Pretty Lights producer Derek Vincent Smith.
Pretty Lights producer Derek Vincent Smith.

— The biggest impromptu Halloween party in the city this year was at the Pretty Lights show Saturday night at Verizon Arena.

Pretty Lights, aka Derek Vincent Smith, is an electronic music performer whose sound is a pastiche of music sampling and digital effects that very nearly imitate house music at a club but with more layering of actual, though distorted, vocals, keyboards, laser sounds and electronic pops.

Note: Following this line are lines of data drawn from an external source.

PR #8124, opened 2023-10-12
feat: small changes for pro workflows

alexnm:
Closes PC-1336

* Pro workspace badge shown at the top but not in the dropdown
image

* Redirect after login to the first pro workspace (in the future this will be the primary workspace instead of the personal one)
* Remove upsell banner when the user is already part of a pro workspace

### DIFF
--- a/packages/app/src/app/components/WorkspaceSelect/WorkspaceSelect.tsx
+++ b/packages/app/src/app/components/WorkspaceSelect/WorkspaceSelect.tsx
@@ -30,8 +30,8 @@ export const WorkspaceSelect: React.FC<WorkspaceSelectProps> = React.memo(
     const history = useHistory();
     const {
       isLegacyFreeTeam,
-      isLegacyPersonalPro,
       isInactiveTeam,
+      isPro,
     } = useWorkspaceSubscription();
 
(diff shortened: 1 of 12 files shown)


packages/app/src/app/components/WorkspaceSelect/WorkspaceSelect.tsx
```diff
@@ -30,8 +30,8 @@ export const WorkspaceSelect: React.FC<WorkspaceSelectProps> = React.memo(
     const history = useHistory();
     const {
       isLegacyFreeTeam,
-      isLegacyPersonalPro,
```
danilowoz, line 33: Can't we remove the `isLegacyPersonalPro` check from the hook?

danilowoz (approved):
Left a question, but it looks good to me

packages/app/src/app/components/WorkspaceSelect/WorkspaceSelect.tsx
alexnm: I want to leave it as a reference and it is still used to conditionally render some components in the pro page for example. it will be removed with the work starting on Monday

Issue #2058, opened 2019-06-13
Hot reloading fails: TypeError: Cannot read property 'Ctor' of undefined


tony19:
# 🐛 bug report

## Description of the problem
A previously working Codesandbox is now crashing with:
<details>
<summary><code>Cannot read property 'Ctor' of undefined</code></summary>
<pre>sandbox.115b0c69.js:1 TypeError: Cannot read property 'Ctor' of undefined
    at VueComponent.eval (eval at de (sandbox.115b0c69.js:1), <anonymous>:88:19)
    at invokeWithErrorHandling (VM3644 vue.common.dev.js:1859)
    at callHook (VM3644 vue.common.dev.js:4210)
    at VueComponent.Vue._init (VM3644 vue.common.dev.js:4988)
    at new VueComponent (VM3644 vue.common.dev.js:5137)
    at createComponentInstanceForVnode (VM3644 vue.common.dev.js:3286)
    at init (VM3644 vue.common.dev.js:3117)
    at createComponent (VM3644 vue.common.dev.js:5963)
    at createElm (VM3644 vue.common.dev.js:5910)
    at VueComponent.patch [as __patch__] (VM3644 vue.common.dev.js:6460)
    at VueComponent.Vue._update (VM3644 vue.common.dev.js:3936)
    at VueComponent.updateComponent (VM3644 vue.common.dev.js:4057)
    at Watcher.get (VM3644 vue.common.dev.js:4468)
    at new Watcher (VM3644 vue.common.dev.js:4457)
    at mountComponent (VM3644 vue.common.dev.js:4064)
    at VueComponent.Vue.$mount (VM3644 vue.common.dev.js:9034)
    at VueComponent.Vue.$mount (VM3644 vue.common.dev.js:11919)
    at mount (vue-test-utils.js:6187)
    at shallowMount (vue-test-utils.js:6218)
    at Object.eval (MyComponent.spec.js? [sm]:11)
    at vendors~sandbox.b6b2495b.chunk.js:310
    at new Promise (<anonymous>)
    at t.callAsyncFn (vendors~sandbox.b6b2495b.chunk.js:310)
    at sandbox.115b0c69.js:1
    at g (common-sandbox.52624a55.chunk.js:15)
    at Generator._invoke (common-sandbox.52624a55.chunk.js:15)
    at Generator.e.<computed> [as next] (common-sandbox.52624a55.chunk.js:15)
    at o (common-sandbox.52624a55.chunk.js:15)
[...]

PR #8127, opened 2023-10-14
fix(sandpack-core): loaderContext.emitModule() may replace tModule directly

arcturus011:
Bug fix

vue2 project HRM fails

https://github.com/codesandbox/codesandbox-client/issues/2058

## What is the new behavior?
vue2 project HRM works

1. create a vue2 project
2. modiy a App.vue file
3. see if HRM work correctly

## Checklist

- [ x] Documentation
- [ x] Testing 
- [ ] Ready to be merged
      
- [ x] Added myself to contributors table
      

## Cause Analysis
when a vue componet is created, [vue-hot-reload-api](https://github.com/vuejs/vue-hot-reload-api/blob/master/src/index.js#L3) will call `createRecord()` and keep its records in module scope. when HRM is triggered, `vue-hot-reload-api` will call `rerender` which reference saved records. so if we replace its tModule, we lost the records, thus raise an error.


CompuIves:
This is incredible! What a great find, I'm super impressed! I have a couple more meetings today, but I expect to properly review and merge this tomorrow.

Thanks for doing this fix, super impressive!

arcturus011:
> This is incredible! What a great find, I'm super impressed! I have a couple more meetings today, but I expect to properly review and merge this tomorrow.
> 
> Thanks for doing this fix, super impressive!

Thanks, i am looking forward to your code review!

PR #8147, opened 2023-10-24
feat: remove personal workspace dependency

alexnm:
Quite a big PR, but there's a lot of code removed in the diffs.

Main objectives:
* client implementation no longer depends on the existence of a personalWorkspaceId
* primaryWorkspaceId field used as a backup in preparation for the next releases
* free workspaces can be created again with a simple flow which does not involve going to stripe
* restrictions are lifted on workspaces (max public sandboxes and max public repos)
* inactive and free team badges are removed, in favor of showing a pro badge for the pro workspaces


packages/app/src/app/overmind/internalActions.ts
```diff
@@ -581,62 +582,68 @@ export const setViewModeForDashboard = ({ effects, state }: Context) => {
...
-      // Also set state while we're at it
-      state.dashboard.teams = teams.me.workspaces;
-      state.personalWorkspaceId = teams.me.personalWorkspaceId;
-      state.userCanStartTrial = teams.me.eligibleForTrial;
+    if (firstProWorkspace) {
+      actions.setActiveTeam({ id: firstProWorkspace.id });
+    } else if (firstWorkspace) {
+      actions.setActiveTeam({ id: firstWorkspace.id });
+    } else {
+      // TODO: Redirect to workspace setup
```
danilowoz, line 635: Is this an uncomplete step?

packages/app/src/app/pages/Dashboard/index.tsx
```diff
@@ -107,10 +107,7 @@ export const Dashboard: FunctionComponent = () => {
 
     const searchParams = new URLSearchParams(location.search);
 
-    if (JSON.parse(searchParams.get('new_workspace'))) {
```
danilowoz, line 110: I didn't get how this change is related to this scope, is this intentional?

packages/app/src/app/pages/Pro/index.tsx
```diff
@@ -46,12 +43,7 @@ export const ProPage: React.FC = () => {
...
-  // When  you are on pro?workspaceId=... the flow is set to manage existing workspace
-  // either by upgrading to pro or managing the subscription
-  if (urlWorkspaceId) {
-    return <ProUpgrade />;
-  }
+  return <ProUpgrade />;
 
-  // When you are on the /pro page, the flow is set to create a new pro subscription
-  return <ProCreate />;
+  // TODO: Cleanup ProCreate which is not used anymore
```
danilowoz, line 48: Is this a valid TODO?

packages/app/src/app/overmind/internalActions.ts
alexnm: Yes, this will be implemented in https://linear.app/codesandbox/issue/PC-1341/handle-empty-state-for-primary-workspaces, will drop the link there as well

packages/app/src/app/pages/Dashboard/index.tsx
alexnm: Yes. Before this change, the flow for creating a workspace was: stripe / name workspace / invite collaborators / import repos.

But now the workspace is created as a free one again, so: name / invite / import.

This param was used to trigger the workspace rename/invite/import flow after subscribing to pro, which we don't do now anymore.

packages/app/src/app/pages/Pro/index.tsx
alexnm: Yes, I think it's safe to remove that component, but I would wait until we have the first test completed on stream.

CompuIves (approved):
Huge PR! It's hard to review all code changes, but I'd say this code can be approved from the thorough testing that we've done.

PR #8166, opened 2023-11-03
feat: exprimental option to open sandboxes in v2

alexnm:


packages/common/src/utils/url-generator.ts
```diff
@@ -110,15 +110,29 @@ export const editorUrl = () => `/s/`;
...
 
-export const sandboxUrl = (sandboxDetails: SandboxUrlSourceData) => {
-  const baseUrl = sandboxDetails.isV2
-    ? `${v2EditorUrl()}sandbox/`
-    : editorUrl();
+export const sandboxUrl = (
+  sandboxDetails: SandboxUrlSourceData,
+  hasBetaEditorExperiment?: boolean
+) => {
+  const baseUrl =
```
danilowoz, line 117: Shoun't we discard SSE sandboxes here?

necoline: I was thinking that if it's an SSE sandbox, we should just convert it to cloud, but then you wouldn't be able to revert. So I think skipping the beta for SSE sandboxes makes sense

danilowoz (approved):

PR #8185, opened 2023-11-17
Feat: Hide .eslintrc.cjs file

christianalfoni:
To enable smoother transition to Devboxes we are adding the ESLint configuration, but hiding it for Sandboxes.

### DIFF
--- a/packages/app/src/app/pages/Sandbox/Editor/Workspace/screens/Explorer/Files/DirectoryEntry/DirectoryChildren/index.tsx
+++ b/packages/app/src/app/pages/Sandbox/Editor/Workspace/screens/Explorer/Files/DirectoryEntry/DirectoryChildren/index.tsx
@@ -1,4 +1,7 @@
-import { HIDDEN_DIRECTORIES } from '@codesandbox/common/lib/templates/constants/files';
+import {
+  HIDDEN_DIRECTORIES,
+  HIDDEN_FILES,
+} from '@codesandbox/common/lib/templates/constants/files';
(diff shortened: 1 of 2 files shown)


packages/app/src/app/pages/Sandbox/Editor/Workspace/screens/Explorer/Files/DirectoryEntry/DirectoryChildren/index.tsx
```diff
@@ -79,7 +82,11 @@ export const DirectoryChildren: React.FC<IDirectoryChildrenProps> = ({
           />
         ))}
       {sortBy(
-        modules.filter(x => x.directoryShortid === parentShortid),
+        modules
+          .filter(x => x.directoryShortid === parentShortid)
+          .filter(
+            x => !(x.directoryShortid == null && HIDDEN_FILES.includes(x.title))
```
alexnm, line 88: does this work for nested files? or it is explicitly implemented to ignore only root level files?

alexnm (approved):
Left a question, but good to go

packages/app/src/app/pages/Sandbox/Editor/Workspace/screens/Explorer/Files/DirectoryEntry/DirectoryChildren/index.tsx
christianalfoni: Yes, only for root files 👍 

This stuff is history soon, so it is just to handle the `.eslintrc.cjs` file which is always on the root 👍

PR #8195, opened 2023-11-21
style: Update AI tool access labels and permissions

danilowoz:
Closes PC-1489


packages/app/src/app/constants.ts
```diff
@@ -30,10 +30,6 @@ export const TEAM_PRO_FEATURES: Feature[] = [
     key: 'boxes',
     label: 'Unlimited private devboxes and sandboxes',
   },
-  {
```
necoline, line 33: Can we move this to the free card instead of just removing it?

necoline (changes requested):

necoline (approved):

PR #8198, opened 2023-11-22
fix: ensure beta is switched off first when the disable form is submitted

alexnm:
There were reports of the switch not being reset after the form submitted. Could not reproduce but the only cause might be an exception thrown by the rows form submit, so I flipped the order to ensure the flag is always set to false.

Since his first album five years ago, Smith has grown his fan base by submitting to a heavy tour schedule and investing in stage sets that are impressive pretty lights in their own right. Without them, people might pay more attention to the fact they just paid $30 to watch a man play two laptops and a soundboard.

Saturday, the stage was set up with more than a dozen towers of LED screens made to look like a miniaturized big-city skyline. More than 2,500 people saw the show.

From a high vantage point and in the dark, the glow-ringed concertgoers themselves looked like a human Lite-Brite screen. Down on the floor, Olivia Holt of Conway worked a LED hula hoop that seemed like the highest order of glow stick ambition.

“And I got all my tricks off YouTube for free,” she said.

Pretty Lights would be proud. The performer has always offered all three of his albums free for download through his website. “That’s how it should be,” Holt said.

Shows like Saturday’s are how he supports his label, Smith has said.

Many came to the show in full costume. Wizards and fairies, Romans and country boys, succubi and she-devils.

Jane Embry Nisbet, Drew Selig, Alexis Nisbet and Adam Reid of Little Rock arrived as a zombie, a snake charmer eaten by his own snake, and Sebastian and Ariel from The Little Mermaid, respectively. The four had seen Pretty Lights twice before, at the Hangout Festival in Gulf Shores, Ala., and at a New Year’s show in Chicago.

“It’s always a great atmosphere and a fun crowd,” said Embry Nisbet.

And if it can’t ever be a sing-a-long kind of show, Nisbet said, it’s a “dance-a-long.”